Why This Is Bad For Women's Privacy

The American Civil Liberties Union has already spoken out against the proposed law on the basis that a textalyzer would be a violation of privacy. There's a reason, they explain, that obtaining mobile phone logs and other information legally is supposed to be difficult difficult: The ways in which we use our phones these days, from personal photographs and social media to mobile banking, mean that cell phones often contain extremely private information. The thing the ACLU particularly objects to is that, like a breathalyzer, the textalyzer would be used in cases where nobody has been arrested, but instead of just checking alcohol levels, potentially innocent people could instead be exposing personal details to strangers.

The ACLU also points out a flaw in the technology of Cellebrite itself: It isn't fully developed yet, and might not be until after the law passes, if it does. They explain that this makes actually testing its viability and how well it protects privacy really difficult:

"The legislation is premised on the availability of technology that will do certain things in certain guaranteed ways, but that technology won’t be available for anyone to look at until the passage of legislation authorizing its use ... Legislators are being asked to vote for a new law based on unproven assurances that textalyzer software can be developed that will analyze cellphone usage without invading privacy."

Cellebrite has told the press that all the software will be able to do is track whether or not the phone was physically being used at the time of the incident. If the law passes and the technology works as intended, it's also worth pointing out that this design would hardly be foolproof. Passengers could claim they weren't using the phone, or that the phone had software issues, or that the processes that claimed to be done by human hands were in fact automated. And that's not the only potential flaw in the design.
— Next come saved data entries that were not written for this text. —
Issue #776, opened 2023-07-21
Run Dask Operator container as non-root


droctothorpe:
Many clusters prohibit running containers as root to optimize security. The Dask operator container runs as root. Any particular reason why? Would creating and switching to user 1000 break the application code in any way?

jacobtomlinson:
No reason at all. I think we would just need to tweak the `Dockerfile` and `deployment.yaml` to make this the default.

jsonmp-k8:
The deployment has the option to pass runasuser param in the values file. The Dockerfile needs to be adjusted to make sure the image has the right user.

droctothorpe:
Closed by https://github.com/dask/dask-kubernetes/pull/777.

PR #777, opened 2023-07-24
Run operator container as non-root

droctothorpe:
This PR updates the operator container `Dockerfile` and operator deployment manifest (via the values file) to run as non-root, i.e. user 1000 (username `toor`). 

Relevant [issue](https://github.com/dask/dask-kubernetes/issues/776).

I confirmed the image builds, shelled into the running container, and confirmed that I can execute the `kopf` binary as the `dask` user.

### DIFF
--- a/dask_kubernetes/operator/deployment/Dockerfile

A piece of software that can be used to get past safety protocols like passwords and screen locks, and has at present no publicly tested way of telling "relevant" information from "irrelevant" information, is, by definition, not safe. How is the information going to be used and stored by the police? How will the textalyzer decide what is or isn't pertinent, and guarantee that personal details aren't made available to police officers or others involved in an investigation? What protections would the software offer to make sure that nobody except an authorized person could use it, and how would they guarantee that unscrupulous users wouldn't be able to manipulate the software to do something problematic (copy a woman's phone number, for instance, or view the photographs of a minor)?

Privacy issues surrounding technology and what it makes available to others has already become a news story this year, with privacy activists and legal experts concerned about the rights of children coming out to protest the existence of Snapmaps, the Snapchat feature that tracks and maps your precise location when the app is used. While Cellebrite's software, and the law enforcing it, look fairly innocuous, without being able to see how it actually works and whether it does indeed protect privacy, it's going to be a tough act to sell.